§ **Prompt**: Your response should consist solely of the records, written out exactly.

━━━━━ Input data

PR #771, opened 2021-01-27
Add GitHub Actions on experimental_compilers branch

mbrossard:
GitHub Actions can be used on the `experimental_compilers` with GCC. Enabling Linux workflow on all pushes to the branch. Windows is on-demand because it's slower (in part because it does not support `ccache`) and most changes are not OS-dependent.

### DIFF
--- a/.github/workflows/build.yml
+++ b/.github/workflows/build.yml
@@ -58,14 +58,14 @@ jobs:
     - name: Install dependencies
       run:  |
         sudo apt install ccache ninja-build
-        for i in ${{ runner.temp }}/arm-gcc/bin/* ; ln -s /usr/bin/ccache /usr/lib/ccache/$(basename $i); done
+        for i in ${{ runner.temp }}/arm-gcc/bin/* ; do ln -s /usr/bin/ccache /usr/lib/ccache/$(basename $i); done
         ccache -M 1Ti
 
     - name: Compile
       run:  |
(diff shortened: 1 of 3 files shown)


cederom:
Some time ago I have invented such CI that would build DAPLink firmware images on pull requests so people would have their pull requests automatically verified and compiled for real world testing. That was important especially when Keil license was needed to build the firmware and was kind of blocker for public DAPLink development. Nothing happened with this idea though.

GCC support  is a giant leap and critical enabler for public free and open development of DAPLink. People now can modify and compile the source code on their own local Open-Source workstations such as FreeBSD or Linux, perform local testing, then create a verified pull requests :-)

These GitHub Actions will build the master branch and generate a distribution packages right? Can they also build Pull Requests when trigerred with some sort of command?

mbrossard:
You can have a look at the [Actions](https://github.com/mbrossard/DAPLink/actions) tab on my fork to see what it currently looks like.

For now this is targeted at the `experimental_compilers` branch (the only that supports GCC). I have restricted for now to manual trigger and on pushes to this branch. We will see what works because there are some GitHub Actions restrictions until workflows are present in the main development branch. We will possibly not be able to enable all scenarios until the branch is merged into `master`.

As a side note, the current CI system tests with hardware. This is quite important but this introduces some reliability and security concerns, which is why it's not run automatically on all PRs.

━━━━━━━━━━

§ **Solved exercise**:
PR #771, opened 2021-01-27
Add GitHub Actions on experimental_compilers branch

mbrossard:
GitHub Actions can be used on the `experimental_compilers` with GCC. Enabling Linux workflow on all pushes to the branch. Windows is on-demand because it's slower (in part because it does not support `ccache`) and most changes are not OS-dependent.

### DIFF
--- a/.github/workflows/build.yml
+++ b/.github/workflows/build.yml
@@ -58,14 +58,14 @@ jobs:
     - name: Install dependencies
       run:  |
         sudo apt install ccache ninja-build
-        for i in ${{ runner.temp }}/arm-gcc/bin/* ; ln -s /usr/bin/ccache /usr/lib/ccache/$(basename $i); done
+        for i in ${{ runner.temp }}/arm-gcc/bin/* ; do ln -s /usr/bin/ccache /usr/lib/ccache/$(basename $i); done
         ccache -M 1Ti
 
     - name: Compile
       run:  |
(diff shortened: 1 of 3 files shown)


cederom:
Some time ago I have invented such CI that would build DAPLink firmware images on pull requests so people would have their pull requests automatically verified and compiled for real world testing. That was important especially when Keil license was needed to build the firmware and was kind of blocker for public DAPLink development. Nothing happened with this idea though.

GCC support  is a giant leap and critical enabler for public free and open development of DAPLink. People now can modify and compile the source code on their own local Open-Source workstations such as FreeBSD or Linux, perform local testing, then create a verified pull requests :-)

These GitHub Actions will build the master branch and generate a distribution packages right? Can they also build Pull Requests when trigerred with some sort of command?

mbrossard:
You can have a look at the [Actions](https://github.com/mbrossard/DAPLink/actions) tab on my fork to see what it currently looks like.

For now this is targeted at the `experimental_compilers` branch (the only that supports GCC). I have restricted for now to manual trigger and on pushes to this branch. We will see what works because there are some GitHub Actions restrictions until workflows are present in the main development branch. We will possibly not be able to enable all scenarios until the branch is merged into `master`.

As a side note, the current CI system tests with hardware. This is quite important but this introduces some reliability and security concerns, which is why it's not run automatically on all PRs.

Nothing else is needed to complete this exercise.